▶ THE TASK: Examine the records and identify each line that includes the string "comfyanonymous". Copy those lines.

▶ DATASET CONTENT:
»»

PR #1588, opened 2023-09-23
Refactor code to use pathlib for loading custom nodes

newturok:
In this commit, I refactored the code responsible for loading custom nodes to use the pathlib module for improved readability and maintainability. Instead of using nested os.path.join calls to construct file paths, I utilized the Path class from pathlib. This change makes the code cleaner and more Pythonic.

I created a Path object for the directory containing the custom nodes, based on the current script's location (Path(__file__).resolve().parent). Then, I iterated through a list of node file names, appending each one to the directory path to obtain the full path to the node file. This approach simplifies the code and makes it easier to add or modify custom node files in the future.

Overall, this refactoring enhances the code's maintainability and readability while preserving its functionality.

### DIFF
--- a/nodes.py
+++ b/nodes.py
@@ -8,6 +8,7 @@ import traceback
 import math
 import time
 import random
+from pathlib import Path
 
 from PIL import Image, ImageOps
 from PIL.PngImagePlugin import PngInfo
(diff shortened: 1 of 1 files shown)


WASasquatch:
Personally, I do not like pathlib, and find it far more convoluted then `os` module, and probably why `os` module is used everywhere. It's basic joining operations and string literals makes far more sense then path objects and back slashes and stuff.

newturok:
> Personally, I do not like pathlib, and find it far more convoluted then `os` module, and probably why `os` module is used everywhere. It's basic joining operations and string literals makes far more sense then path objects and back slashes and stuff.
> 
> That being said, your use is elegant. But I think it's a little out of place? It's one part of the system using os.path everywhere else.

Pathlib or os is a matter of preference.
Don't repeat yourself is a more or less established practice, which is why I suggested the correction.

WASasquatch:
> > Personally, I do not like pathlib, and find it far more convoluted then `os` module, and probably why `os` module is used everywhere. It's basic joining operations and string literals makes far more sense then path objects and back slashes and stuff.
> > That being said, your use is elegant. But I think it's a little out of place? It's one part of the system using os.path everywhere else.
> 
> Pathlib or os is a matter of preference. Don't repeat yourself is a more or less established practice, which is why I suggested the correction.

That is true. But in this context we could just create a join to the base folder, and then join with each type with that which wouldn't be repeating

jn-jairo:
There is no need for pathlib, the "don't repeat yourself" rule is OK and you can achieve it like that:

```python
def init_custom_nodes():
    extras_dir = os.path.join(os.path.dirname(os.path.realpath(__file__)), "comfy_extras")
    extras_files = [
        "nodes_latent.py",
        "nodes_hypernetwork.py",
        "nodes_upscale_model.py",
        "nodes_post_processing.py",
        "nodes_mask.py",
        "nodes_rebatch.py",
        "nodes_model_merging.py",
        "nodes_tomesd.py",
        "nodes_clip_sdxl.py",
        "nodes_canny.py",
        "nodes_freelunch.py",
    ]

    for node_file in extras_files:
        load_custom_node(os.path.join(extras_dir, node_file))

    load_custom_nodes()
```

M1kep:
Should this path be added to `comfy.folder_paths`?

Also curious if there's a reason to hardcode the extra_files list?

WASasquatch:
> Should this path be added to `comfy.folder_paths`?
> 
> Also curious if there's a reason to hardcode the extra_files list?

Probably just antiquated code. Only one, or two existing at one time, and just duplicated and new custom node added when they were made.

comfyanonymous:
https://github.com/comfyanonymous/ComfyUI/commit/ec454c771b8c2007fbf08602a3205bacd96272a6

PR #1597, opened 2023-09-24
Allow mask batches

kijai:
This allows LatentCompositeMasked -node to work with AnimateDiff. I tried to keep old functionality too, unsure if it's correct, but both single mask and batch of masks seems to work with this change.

««

▶ ANSWER TO THIS EXERCISE:
comfyanonymous:
https://github.com/comfyanonymous/ComfyUI/commit/ec454c771b8c2007fbf08602a3205bacd96272a6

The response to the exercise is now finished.